We continue to maintain a long equity risk exposure through companies least exposed to the business cycle, whilst favouring receiving rates in developed countries most prone to a loss of economic momentum as other countries, notably Japan, weaken their currencies through the pursuit of QE. We also retain a structural long position in the US dollar and remain long yen assets [currency hedged] via the Japanese stock market.
Despite the near universal willingness on the part of other investors to look wistfully towards the promised resurgence in US economic growth towards the end of this year, the present reality is that the global economy has been deteriorating over the past few months, as highlighted by weaker trade activity and lower PMIs.
With a destocking cycle gaining momentum, and a revival in Japanese exports making life tougher for their overseas competition, European and emerging market economies have demonstrated evidence of further deterioration and unsurprisingly local stock markets have under-performed US indices.
Furthermore, there is growing strain developing in those commodity exporting nations that rely heavily on sales to China, Australia for one suffering from lower Chinese growth.
As China attempts its audacious switch to consumption-led growth, by allowing its currency to appreciate and so boost the purchasing power of its consumers (oblivious, it seems, to the dangers of becoming less competitive in weak export markets), the country’s willingness to import boundless quantities of industrial commodities has been curtailed. As a consequence, the Australian export PMI in April contracted for the seventh consecutive month, reaching the lowest recorded level of modern times. And confronted by weaker manufacturing activity and a rising unemployment rate, the Reserve Bank of Australia cut rates to an all-time low of 2.75% last month. The Fund made 30 bps from receiving rates in Australia and we continue to expect more cuts.

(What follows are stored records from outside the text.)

PR #8117, opened 2020-02-01
add button 'add current location' to waypoint list (fix #8114)

### LINKED ISSUE #8114: Make new "Goto" system less click-intensive
Hi there,

I was out today and encountered the new 'Goto' system for the first time, I use this to record coordinates when I'm out setting caches. I have to say it isn't very nice to use.

To record a new point, I have to
1) tap 'Add waypoint'
2) tap on co-ordinates
3) tap on 'My coordinates'
4) tap on the 'tick'
5) tap on another 'tick'
6) scroll to the bottom on the list
7) tap on navigate to check I've got it right

On the old system, it was (IIRC)
1) tap on 'My coordinates'
2) tap on navigate to check I've got it right (which also saves the waypoint)

Can something be done to reduce the workload?

At least. can new waypoints be named to that they appear at the top of the list instead of having to scroll all the way to the end of the each time.

moving-bits:
Add a button "add current location" to create a new waypoint with current coordinates, standard waypoint type and title.

image

Also moves method `getDefaultWaypointName()` from `EditWaypointActivity` private method to `Waypoint` public static method to make it reusable.

### DIFF
--- a/main/res/layout/cachedetail_waypoints_header.xml
+++ b/main/res/layout/cachedetail_waypoints_header.xml
@@ -1,11 +1,22 @@
 <?xml version="1.0" encoding="utf-8"?>
-<Button xmlns:android="http://schemas.android.com/apk/res/android"
+<LinearLayout xmlns:android="http://schemas.android.com/apk/res/android"
     xmlns:tools="http://schemas.android.com/tools"
-    android:id="@+id/add_waypoint"
-    style="@style/button_full"
-    android:layout_margin="10dip"
-    android:clickable="true"
-    android:focusable="true"
-    android:padding="10dip"
-    android:text="@string/cache_waypoints_add"
-    tools:context=".CacheDetailActivity$WaypointsViewCreator" />
+    android:layout_width="match_parent"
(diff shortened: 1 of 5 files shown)


Lineflyer:
Sorry, already on the move to vacation still two comments:
- Does this only apply for the UDC or all caches waypoint tab?
- In the context of "Go to", what would be the benefit of adding a waypoint with my current location?

But anyway I am out for now.
Generally I would tend to not to modify to much for the "Go to". Sure its different than before, but it has the very same UI as our normal waypoint tab and thats IMHO a benefit. So all further improvements should be judged if they benefit both the "Go to" as well as the normal waypoint tab of a cache.

bekuno:
I would also see that as general solution for all waypoints.

@Lineflyer 
It is always usefull to set a waypoint when on a trip :)

moving-bits:
This is for all waypoints, UDC "go to" and other caches.
It's a shortcut for "save my current location as waypoint of the current cache". I also use this regularly as reminder for "need to come back to this place".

As uncertainties in the global economy have increased, we have witnessed a continuation of the US economy’s relative durability to the rest of the world. Stronger real GDP growth in the first quarter and positive investor perception of a re-alignment in labour, land and energy costs have combined to make US dollar assets appear more attractive than their international peers. However, our long USD position suffered a short term reversal and cost the Fund 43 bps.

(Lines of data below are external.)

PR #8132, opened 2020-02-22
Allow solid background (fix #1361)

### LINKED ISSUE #1361: Black screen /Solid screen  instead of wallpaper in main-menu
From facebook (don't know if it is worth to implement it):

> Is it possible to put a black (maybe selectable option) background on the apps main screen? I would prefer that instead of seeing my homescreen wallpaper. 

I can understand somehow e.g. if you are using a quite contrast-less wallpaper.

moving-bits:
Add a toggle under settings - appearance to switch between transparent and solid background for mainscreen. Color of solid background is determined by c:geo's skin.

### DIFF
--- a/main/res/values/preference_keys.xml
+++ b/main/res/values/preference_keys.xml
@@ -59,6 +59,7 @@
     <string translatable="false" name="pref_webDeviceName">webDeviceName</string>
     <string translatable="false" name="pref_nativeUa">nativeUa</string>
     <string translatable="false" name="pref_skin">skin</string>
+    <string translatable="false" name="pref_transparentBackground">transparentBackground</string>
     <string translatable="false" name="pref_showaddress">showaddress</string>
     <string translatable="false" name="pref_useenglish">useenglish</string>
     <string translatable="false" name="pref_units_imperial">units</string>
--- a/main/res/values/strings.xml
+++ b/main/res/values/strings.xml
@@ -580,7 +580,9 @@
     <string name="init_openlastdetailspage">Last Details Page</string>
     <string name="init_summary_openlastdetailspage">Open details with last used page</string>
     <string name="init_skin">Light Skin</string>
-    <string name="init_summary_skin">Use light skin (Restart needed)</string>
+    <string name="init_summary_skin">Use light skin (restart required)</string>
+    <string name="init_transparentBackground">Transparent background</string>
+    <string name="init_summary_transparentBackground">Use transparent background (restart required)</string>
     <string name="init_address">Show Address</string>
     <string name="init_summary_address">Show address instead of coordinates on main screen</string>
     <string name="init_useenglish">Use English</string>
--- a/main/res/xml/preferences.xml
+++ b/main/res/xml/preferences.xml
@@ -477,6 +477,11 @@
             android:title="@string/init_skin" />
         <CheckBoxPreference
             android:defaultValue="true"
+            android:key="@string/pref_transparentBackground"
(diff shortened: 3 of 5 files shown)


moving-bits:
Settings:
image

Solid background in dark skin:
image

Solid background in light skin:
image

moving-bits:
The last screenshot with solid background in light skin leads me to a question about the action bar:

Shouldn't we make the action bar's background solid black always? Looks much better, IMHO.

moving-bits:
> Shouldn't we make the action bar's background solid black always? Looks much better, IMHO.

Example with mainscreen's action bar background in solid black (light skin, c:geo background set to non-transparent):

image

bekuno:
The black/white does not fit to other backgrounds for dark/light theme.
The colors are defined in colors.xml, see
~~~
    <color name="background_dark">#FF000000</color>
    <color name="background_light">#FFFFFFFF</color>
~~~

moving-bits:
> The black/white does not fit to other backgrounds for dark/light theme.

Are you referring to the main screen's background or to the action bar's background?


> The colors are defined in colors.xml, see
> 
> ```
>     <color name="background_dark">#FF000000</color>
>     <color name="background_light">#FFFFFFFF</color>
> ```

FF000000 is solid black, FFFFFFFF solid white, so it's the same colors. (But you're right, I should use c:geo's predefined constants - will adapt the PR accordingly.)

bekuno:
You are right, that's black/white.
But we have some shades of grey that are used in different dialogues.
Unfortunately this is not used in the same way in all dialogs; some have black headline and gray background, some have gray headline and black background and many other color alternatives.
My favorite is the cache overview:
Screenshot_20200225-225421

moving-bits:
@bekuno 
Sorry, I still do not understand what you're trying to tell me :-(

The purpose for now is just to offer a solid background as additional option.

Do you ask me to change my existing PR in some way, or are you talking about something which should be done in a separate PR to enhance the visual experience further?

bekuno:
@moving-bits 
You had a implicit idea for an further change:

> Shouldn't we make the action bar's background solid black always? Looks much better, IMHO.

But here I disagree.
I'm no fan for the solid black/white colors. Therefore I showed this sample.

Back to the PR without this idea.
On the light skin the action bar, the nav bar, some text backgrounds are using a light grey. This looks fine. I checked once more now the colors.xml. It seems to me that 

~~~
    <color name="background_dark_notice">#FF191919</color>
    <color name="background_light_notice">#FFDFDFDF</color>
~~~

are the searched color codes.
What do you think to use these instead?

moving-bits:
> You had a implicit idea for an further change:
> > Shouldn't we make the action bar's background solid black always? Looks much better, IMHO.

Ah, now I understand what you're referring to. Thanks for your reply.

> But here I disagree.
> I'm no fan for the solid black/white colors. Therefore I showed this sample.

"Solid background" would be optional, and if changing the action bar's background to solid as well, it should depend on that setting, too. (So solid only, if option is set.)

> Back to the PR without this idea.
> On the light skin the action bar, the nav bar, some text backgrounds are using a light grey. This looks fine.

I'd chosen solid black, as on OLED screens pixel are switched to off for that, conserving some energy. But I'll look into it anyway and post new screenshots.

moving-bits:
I've tried the new colors:

Dark skin:
image

Light skin:
image

LGTM. What do you think?

Lineflyer:
I like the new approach!

bekuno:
It's not like I was expecting. But it's fine.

Mindful of the on-going slow down in global growth we have continued to express equity risk by being long low variance equities. This strategy continues to play out positively with such stocks out-performing for the fourth month in a row. The S&P consumer staples index for instance gained 2.9% in April compared to 1.8% for the S&P500, which brings total gains since January to 17% compared with 12% for the S&P500. The Fund recorded a gain of 55 bps from tobacco stocks.
One of our core investment themes remains the fight against deflation launched by Japanese authorities through QE of historic proportions. We believe that such radical QE creates the perfect recipe for a weaker yen and booming Japanese equities. The Nikkei rallied by 11.8% in yen terms in April 2013, the best monthly return since December 2009, and has now gained 61% from the November 2012 low. Against this background, the Fund recorded a gain of 30 bps from Japanese equities.

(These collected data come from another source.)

PR #8133, opened 2020-02-22
Merge branch release

moving-bits:


moving-bits:
@Lineflyer
Would this work to do a merge from release to master?
- I switched to my fork's local master branch, 
- created a new branch "merge_release" from it, 
- merged upstream/release into that
- and did conflict resolution.
This PR is created from the resulting branch state.

But: Github complains "This branch cannot be rebased due to conflicts" - yes, that's why I resolved them... - Or do I have to do the merge from a local copy of the original repo instead of from my fork?

Lineflyer:
This looks not OK to me, as the target branch for this PR is master.

Your branch merge_release should however now contain the conflict resolution, right? I need to practive anyway so I could try to take this file and use it for conflict resolution when directly merging the upstream branches..

rsudev:
The target branch should be master....

Lineflyer:
> The target branch should be master....

Jup, just edited my comment above.
@rsudev  Could you take a look if the commit sequence is correct. It looks basically OK as the original commit IDs are used (nothing squashed or rebased).

rsudev:
The other thing is, we don't want a rebase for this, so I guess this needs to be done locally and pushed directly

rsudev:
The sequence of commits is correct, but the conflict resolution as such has to be done in the merge commit. I have it ready locally and could push it.

rsudev:
I took a look onto the branch from @moving-bits as well he has some additional corrections in the merge commit (regarding the preference sections). I'd rather see those in a separate commit.

rsudev:
(likely done on release, to complete the change there as well)

moving-bits:
> I took a look onto the branch from @moving-bits as well he has some additional corrections in the merge commit (regarding the preference sections). I'd rather see those in a separate commit.

Ok, I'll prepare a PR for that. It separates the recently grown waypoint settings from "map data" into its own preference group.

moving-bits:
> The sequence of commits is correct, but the conflict resolution as such has to be done in the merge commit. I have it ready locally and could push it.

That would be fine, thanks. But: If I'm going to add the "preference splitting" PR mentioned above on release branch, release branch will be ahead of master again, so another merge is needed.

As I would like to learn how to do the merge, with or without conflict resolution: Can you explain to me what be the correct way to do it would be?

rsudev:
Besides the additional change in the merge commit everything was fine. The only thing is, that you can't apply that through a PR, you need to push the merge directly to master.
So in this case: git push upstream merge_release:master
(under the assumption, that 'upstream' points to the main c:geo repository).
So, after the separate change has landed on release, do the merge locally again. Than you can push to your repo and present as a PR to get it checked, if you want. But than it needs to be pushed directly as outlined above.

moving-bits:
@rsudev 
Thanks for explaining - I'll add that to my personal "git cheat sheet" :-)
I'll merge #8134 into release then, and try to merge release into master after that, following your description.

A weak yen continues to weigh negatively however on neighbouring economies, especially Korea and Taiwan. Since its November low, the won has jumped 22% against the yen and the Taiwan dollar has appreciated by 26% over the same period, reducing the competitiveness of Korean and Taiwanese exports. Faced with a pronounced slowdown in domestic economic activity, the Korean authorities cut interest rates to 2.5% from 2.75%. The battle is now on between other Asian central banks and the BoJ! The Fund made 6 bps from the Korean rate decision and 5 bps from Korean cyclical equity shorts.